Autorisation d'intervenir

109. (1) La Cour peut, sur requête, autoriser toute personne à intervenir dans une instance.

Avis de requête

(2) L'avis d'une requête présentée pour obtenir l'autorisation d'intervenir :

a) précise les nom et adresse de la personne qui désire intervenir et ceux de son avocat, le cas échéant;

b) explique de quelle manière la personne désire participer à l'instance et en quoi sa participation aidera à la prise d'une décision sur toute question de fait et de droit se rapportant à l'instance.

Directives de la Cour

(3) La Cour assortit l'autorisation d'intervenir de directives concernant :

a) la signification de documents;

b) le rôle de l'intervenant, notamment en ce qui concerne les dépens, les droits d'appel et toute autre question relative à la procédure à suivre.



                             COUR FÉDÉRALE DU CANADA

                          SECTION DE PREMIÈRE INSTANCE

               AVOCATS ET AVOCATS INSCRITS AU DOSSIER

DOSSIER :                                            T-2288-92

INTITULÉ DE LA CAUSE :                   Charles John Gordon Benoit et autres c.

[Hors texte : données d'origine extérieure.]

PR #571, opened 2025-06-04
chore: make device token thread safe

mrehan27:
closes: [MBL-1198](https://linear.app/customerio/issue/MBL-1198/android-non-volatile-shared-property-in-contextplugin)

### Changes

- Improved thread safety and testability for `ContextPlugin`:
  - Marked `deviceToken` as `@Volatile` to ensure proper visibility across threads
  - Extracted `ContextPluginEventProcessor` to isolate event processing logic and support test time behavior (e.g. timing assertions)
  - Added tests to validate correct propagation and visibility of `deviceToken`, following the same path as in production

### Note

The PR is created as `chore` because the SDK currently works fine without this change, but this improves reliability and helps surface potential bugs earlier.


Shahroz16 (approved):
lgtm

PR #578, opened 2025-06-15
chore: make prefs operation async 

Shahroz16:
closes: https://linear.app/customerio/issue/MBL-1231/refactor-sdk-initialization-component-to-avoid-main-thread-usage

## Summary

  Migrates device token management from `SharedPreferences` to `DataStore` to eliminate main thread violations discovered via StrictMode and synchronous access dealing with saving/retrieving data from storage. Introduces `DeviceTokenManager` as single source of truth with thread-safe access patterns.

  ## Context & Problem

  StrictMode violations revealed that SharedPreferences calls in `GlobalPreferenceStore` were blocking the main thread during SDK initialization. Device token access during event processing also had possible race condition risks with concurrent operations.

  ## Key Changes

  - DeviceTokenManager: New interface providing immediate synchronous access with background persistence via DataStore
  - GlobalPreferenceStore: Migrated from SharedPreferences to DataStore for async operations
  - ContextPlugin: Updated to delegate device token access to DeviceTokenManager
  - CustomerIO: Simplified device token operations using replaceToken() method for cleaner transition handling
  - StrictMode enabled: Added to sample app to catch future main thread violations

  ## Performance Improvements

  - Eliminates main thread blocking: DataStore operations happen asynchronously in background
  - Faster SDK startup: Device token loaded from memory immediately, storage sync happens in background
  - Improved thread safety: MutableStateFlow provides stronger memory consistency vs @Volatile fields
  - Reduced race conditions: Single source of truth pattern prevents token inconsistencies during concurrent operations
  - Cleaner token transitions: replaceToken() method handles refresh scenarios without confusing parameters

  ## Test Coverage

  - All existing tests pass (157 tests, 100% success rate)
  - Thread safety verified via ContextPluginBehaviorTest multi-threaded scenarios
  - Device token flows (new/refresh/delete/migration) remain functionally identical
  - Manual testing

### DIFF
--- a/core/src/test/java/io/customer/sdk/core/extensions/DataStoreExtensionsTest.kt
+++ b/core/src/test/java/io/customer/sdk/core/extensions/DataStoreExtensionsTest.kt
@@ -1,0 +1,161 @@
+package io.customer.sdk.core.extensions
+
+import androidx.datastore.core.DataStore
+import androidx.datastore.preferences.core.Preferences
+import androidx.datastore.preferences.core.stringPreferencesKey
+import io.customer.commontest.core.RobolectricTest
+import io.mockk.*
+import java.io.IOException
+import kotlinx.coroutines.ExperimentalCoroutinesApi
+import kotlinx.coroutines.flow.Flow
+import kotlinx.coroutines.flow.first
+import kotlinx.coroutines.flow.flowOf
+import kotlinx.coroutines.test.runTest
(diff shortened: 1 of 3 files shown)


Ahmed-Ali (changes requested):
Let's hold on for this one till we get better clarity on what the StrictMode violations were, and how are we approaching them holistically. Specially with the incomplete clarity on how the device token storage will eventually look like

PR #579, opened 2025-06-17
fix: expose inline classes for wrapper support

mrehan27:
part of: [MBL-1178](https://linear.app/customerio/issue/MBL-1178/add-android-native-view-implementation)

### Changes

- Extracted `BaseInlineInAppMessageView` from `InlineInAppMessageView` to allow easier extension and customization by wrappers
- Updated size callbacks to emit values in `DP`, converting to pixels only where necessary so wrappers receive consistent units without needing to handle conversion themselves
- Exposed selected internal classes as public with `InternalCustomerIOApi` annotation to allow controlled extension by wrapper SDKs

### Notes

There are no logic changes. This is purely refactoring to support wrapper specific needs. Please flag if any unintended logic behavior is observed.


messaginginapp/src/main/java/io/customer/messaginginapp/ui/core/BaseInlineInAppMessageView.kt
```diff
@@ -0,0 +1,65 @@
...
+    protected abstract val platformDelegate: P
+    internal val controller: InlineInAppMessageViewController by lazy {
+        InlineInAppMessageViewController(
+            viewDelegate = InAppHostViewDelegateImpl(view = this),
+            platformDelegate = platformDelegate
+        )
+    }
+
+    @InternalCustomerIOApi
+    protected fun configureView() {
```
Shahroz16, line 40: we made it manual instead of automatically initializing it in `init` due to lifecycle difference in wrapper?

Shahroz16 (approved):

messaginginapp/src/main/java/io/customer/messaginginapp/ui/core/BaseInlineInAppMessageView.kt
mrehan27: Yes, and to access `this` safely in `init` of final view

Sa Majesté la Reine du chef du Canada

LIEU DE L'AUDIENCE :                       Edmonton (Alberta)

DATE DE L'AUDIENCE :                      le 6 juillet 2000

MOTIFS DE L'ORDONNANCE ET ORDONNANCE PRONONCÉS PAR LE JUGE CAMPBELL

EN DATE DU :                           7 juillet 2000

ONT COMPARU :

Karin Buss

Elizabeth Johnson                                    POUR LES DEMANDEURS                                

Bonnie Moon                                          POUR LA DÉFENDERESSE

Aldo Argento

Morey Sair                                             POUR LE PROCUREUR GÉNÉRAL DE L'ALBERTA

Norman D. Mullins, c.r.               POUR LA FÉDÉRATION DES CONTRIBUABLES CANADIENS

AVOCATS INSCRITS AU DOSSIER :

Ackroyd, Piasta Roth & Day                    POUR LES DEMANDEURS

Morris Rosenberg

Sous-procureur général du Canada            POUR LA DÉFENDERESSE

Parlee McLaws                                       POUR LE PROCUREUR GÉNÉRAL DE L'ALBERTA

Norman D. Mullins, c.r.               POUR LA FÉDÉRATION DES CONTRIBUABLES CANADIENS



     [1] Cette disposition, ainsi que les règles 104 et 109 des Règles de la Cour fédérale (1998) sont reproduites dans l'appendice des présents motifs.

     [2] Affidavit de Mitchell Gray, paragraphe 4.

     [3] Ibid., paragraphe 5.

     [4] Voir La British Columbia Native Womens' Society c. Canada, [1998] A.C.F. no 108, au paragraphe 6.

     [5] Ibid., paragraphe 9.

     [6] Avis de requête de la requérante, p. 4.